Turning mosquitoes against dengue fever
Thursday, 25 August, 2011
It’s virtually a truism that prevention is better than cure. So how about preventing infection by dengue fever – a diseases that affects around 50 million people worldwide – by ridding it from mosquitoes first?
This is the ambition behind a bold new experiment conducted by Australian researchers as published in Nature today.
The idea emerged after noticing that the bacterium Wolbachia, a common endosymbiont that resides within the insect’s cells, interferes with RNA viruses in its host – viruses like dengue fever.
The next step was to find a strain of Wolbachia that didn’t impose a high fitness cost on the insect, which would prevent it from spreading through the population.
Researchers found that the strain wMel, a natural Wolbachia found in Drosophila, can block dengue virus while only having a slight fitness impact on the mosquito Aedes aegypti.
The bacteria also has an interesting feature known as cytopasmic incompatibility, which prevents infected male mosquitoes from successfully breeding with non-infected female mosquitoes. However, infected females can successfully mate – and pass on the Wolbachia - even with non-infected males.
As such, given a sufficient seed population, the frequency of Wolbachia-infected mosquitoes can rise to fixation, a phenomenon demonstrated by the researchers in the lab.

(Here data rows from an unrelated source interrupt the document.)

PR #195, opened 2026-08-19
Add tool and worker agent registries

tdpham2:
## Summary

- Add a lazy `ToolRegistry` for ChemGraph’s 20 individually exported in-process LangChain tools, with metadata, tag filtering, custom registration, and runtime availability checks.
- Add an `AgentRegistry` for the ten worker workflows, including aliases, standalone construction, and `CompiledSubAgent` adaptation with inherited checkpointing.
- Add registry documentation and a credential-free example that demonstrates discovery, availability checks, tool resolution, and optional worker construction.
- Keep MCP tools, generated IRI API tool collections, skills, benchmarks, selector middleware, and `main_agent` registration out of scope; `main_agent` remains the orchestration graph.

## Related issues

None.

## Type of change

- [ ] Bug fix
- [x] New feature
- [x] Docs
- [ ] Chore / refactor / CI

## How was this tested?

- `ruff check .`
- `pytest tests/ -k "not tblite"`: 471 passed, 29 skipped, 2 deselected
- `mkdocs build --strict`
- `PYTHONPATH=src python examples/registries/run_registries.py`

## Checklist

- [x] `ruff check .` passes

### DIFF
--- a/src/chemgraph/registry/agents.py
+++ b/src/chemgraph/registry/agents.py
@@ -173,24 +173,29 @@ class AgentRegistry:
             self.register(spec)
 
     def register(self, spec: AgentSpec, *, replace: bool = False) -> None:
-        """Register one worker specification."""
+        """Register or replace one worker specification."""
         if not isinstance(spec, AgentSpec):
             raise TypeError("AgentRegistry entries must be AgentSpec objects.")
         if not spec.name:
             raise ValueError("Registry names must not be empty.")
 
+        previous = self._specs.get(spec.name)
         claimed = (spec.name, *spec.aliases)
-        duplicates = [
-            name
-            for name in claimed
-            if name in self._specs or name in self._aliases
-        ]
-        if duplicates and not (replace and duplicates == [spec.name]):
-            raise DuplicateRegistryEntryError(
-                f"Agent name or alias already registered: {duplicates!r}."
+        collisions = []
+        for name in claimed:
+            owner = name if name in self._specs else self._aliases.get(name)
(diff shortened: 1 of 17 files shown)


tdpham2:
Next step is to update the existing tools and subgraphs before using it in the main_agent graph.

src/chemgraph/registry/agents.py
```diff
@@ -0,0 +1,363 @@
...
+        if not spec.name:
+            raise ValueError("Registry names must not be empty.")
+
+        claimed = (spec.name, *spec.aliases)
+        duplicates = [
+            name
+            for name in claimed
+            if name in self._specs or name in self._aliases
+        ]
+        if duplicates and not (replace and duplicates == [spec.name]):
```
keceli: Codex found this: `AgentRegistry.register(..., replace=True)` currently rejects replacing an entry if the replacement keeps one of the existing aliases, because duplicate detection runs before the old aliases are removed. That makes the documented “intentionally replaces” path a bit narrower than it sounds.

I think either fix is fine:
- update `register()` so `replace=True` allows names/aliases already owned by the same canonical agent, while still rejecting aliases owned by other entries; or
- narrow the docs to say replacement only supports the canonical name and aliases must be changed/removed first.

Not blocking core built-in registry behavior, but worth aligning the API/docs before this becomes public surface.

tdpham2: I fixed this in the latest commit

keceli (approved):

They then made the bold move of taking the study out of the lab and into the field by conducting a controlled five-stage release of Wolbachia-infected mosquitoes around Cairns in Queensland, an area riddled with mosquitoes.
In under 100 days, the Wolbachia-infected mosquitoes managed to out-breed non-infected mosquitoes to the point that Wolbachia infected reached fixation.

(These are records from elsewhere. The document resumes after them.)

PR #198, opened 2026-08-19
Add image-to-SMILES tools with four local models and an LLM fallback

reowszer:
## Summary

ChemGraph has no way to read a chemical structure diagram. A user with a figure from a paper transcribes the SMILES by hand before any other tool applies.

This adds `image_to_smiles(image_path, model=...)`, where `model` is one of `decimer`, `molnextr`, `molscribe`, `ocsrglyph`, or `llm`, plus an `ocsr` workflow that binds it and a runnable example. It replaces #183 to #187.

**Default: DECIMER.** Highest exact match of the four (0.899 over a 722-image benchmark) and the only one whose published package installs into ChemGraph's environment without overriding its dependencies, satisfying both criteria raised in review.

**Model selection.** Unset takes the most accurate installed specialist, or `llm` when none of the four is installed. A named model is never silently swapped: it runs, or it reports why it cannot.

**LLM fallback uses the agent's own model.** `make_ocsr_tools(llm)` closes over the chat model the agent is already running, so the tool resolves no credentials of its own.

**Checkpoints are checked before use.** The error names the missing path instead of failing inside the model. DECIMER fetches and caches its own through pystow. `CHEMGRAPH_OCSR_WEIGHTS_DIR` sets where the tool looks for the other three, for clusters where the weights live on shared scratch.

### Installation

All four models run in ChemGraph's own environment, in one process, with no change to its pinned versions.

```bash
pip install 'chemgraph[ocsr]'
```

That installs DECIMER, the default, which is enough to use the tool.

The other three install from source, with the steps in `examples/ocsr/README.md`. MolNexTR and OCSRGlyph are unpublished on PyPI. MolScribe is published, but that release pins `torch<2.0` and `numpy<2.0`, which pip would resolve by downgrading both below the versions ChemGraph pins. The extra can cover all three once each has an installable package with current pins.

No `build_*.sh` scripts: separate conda environments are no longer needed.

Two of the four declare requirements that suggest they cannot share this environment. Each was checked against the installed source:

| model | published requirement | what holds |
|-------|----------------------|------------|
| MolNexTR | `timm==0.4.12` | timm 1.x through the shim |
| MolScribe | `torch<2.0`, `numpy<2.0`, `timm==0.4.12` | the torch and numpy caps are in the PyPI release only; git main asks `torch>=1.11.0`. timm 1.x through the shim |
| OCSRGlyph | none published | `timm>=1.0`, no conflict |
| DECIMER | `requires-python >=3.9` | satisfied |

### The timm shim

MolNexTR and MolScribe each vendor a Swin Transformer written against timm 0.4.12 internals, and the two copies break on the same imports. `chemgraph/tools/timm_compat.py` restores those paths, so both run on current timm with their own source untouched. It is a no-op on timm 0.4.12, and the backend applies it before loading either model.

The upshot is: the mosquitoes around the release zones no longer carry dengue fever – and are quite likely free of other RNA viruses as well.
This is doubly enticing because Wolbachia also prevents the mosquitoes becoming infected with many other pathogens, including malaria and filarial nematodes.
As such, Wolbachia presents a novel and attractive form of natural disease control by preventing infection in the first place care of a naturally-occurring bacterium and without eradicating mosquitoes and altering the ecosystem.
The next phase will be to repeat the experimental release in other regions, notably those where dengue fever is endemic, such as in Southeast Asia or South America.
If successful, the approach might become a key means of managing diseases such as dengue fever and malaria by cutting it off at its source.
The paper, which involved researchers from the University of Queensland, the University of Melbourne, James Cook University, Monash University as well as North Carolina State University, the National Institutes of Health in the US and the Rockefeller University, was published in Nature today.